An exceptionally light axion: Strong CP and Dark Matter

TL;DR

This paper proposes a new extremely light axion model based on a $Z_ N$ symmetry, which can solve the strong CP problem and account for dark matter, with distinctive phenomenology and enhanced experimental prospects.

Contribution

It introduces a novel $Z_ N$ symmetry framework that produces an ultra-light axion, including the first fuzzy dark matter QCD axion, and explores its unique misalignment mechanisms and experimental implications.

Findings

A new ultra-light axion model consistent with dark matter

Enhanced axion interactions improve detection prospects

Potential for discovery in upcoming ALP experiments

Abstract

We explore whether the axion which solves the strong CP problem can naturally be much lighter than the canonical QCD axion. The $Z_\mathcal{N}$ symmetry proposed by Hook, with $\mathcal{N}$ mirror and degenerate worlds coexisting in Nature and linked by the axion field, is considered and the associated phenomenology is studied in detail. On a second step, we show that dark matter can be accounted for by this extremely light axion. This includes the first proposal of a "fuzzy dark matter" QCD axion.
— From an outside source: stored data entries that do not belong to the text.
Issue #163, opened 2014-06-11
Remove :idc_cached_nil


fbogsany:
@dylanahsmith : "I think the only thing that prevented us from storing `nil` was that `cache.read` would return `nil` for a cache miss as well as if the value cached was `nil`. I think we may even be able to get rid of `map_cached_nil_for` now that we don't use `cache.read`."

Follow-up from #154 

Note that support for `cache.read` was re-added in #161

PR #266, opened 2016-03-16
Use instance_variable_defined? instead of storing mapped nils

dylanahsmith:
For issue #163 and pull #265
cc @hirocaster

@rafaelfranca please review

We needed to distinguish between `nil` and uncached in the response to memcache queries by storing a special symbol instead of `nil` in memcached.  However, we don't need to do the same thing when storing cached values in instance variables, since an undefined instance variable can represent an unloaded value.

This should also help reduce warnings when running with `ruby -w` that `rake` now uses by default, since we won't be accessing these instance variables before they are defined.


rafaelfranca:
I agree this is better behavior :shipit:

A novel misalignment mechanism occurs -- trapped misalignment -- due to the peculiar temperature dependence of the $Z_\mathcal{N}$ axion potential, which in some cases can also dynamically source the recently proposed kinetic misalignment mechanism. The resulting universal enhancement of all axion interactions relative to those of the canonical QCD axion has a strong impact on the prospects of ALP experiments such as ALPS II, IAXO and many others. For instance, even Phase I of Casper Electric could discover this axion.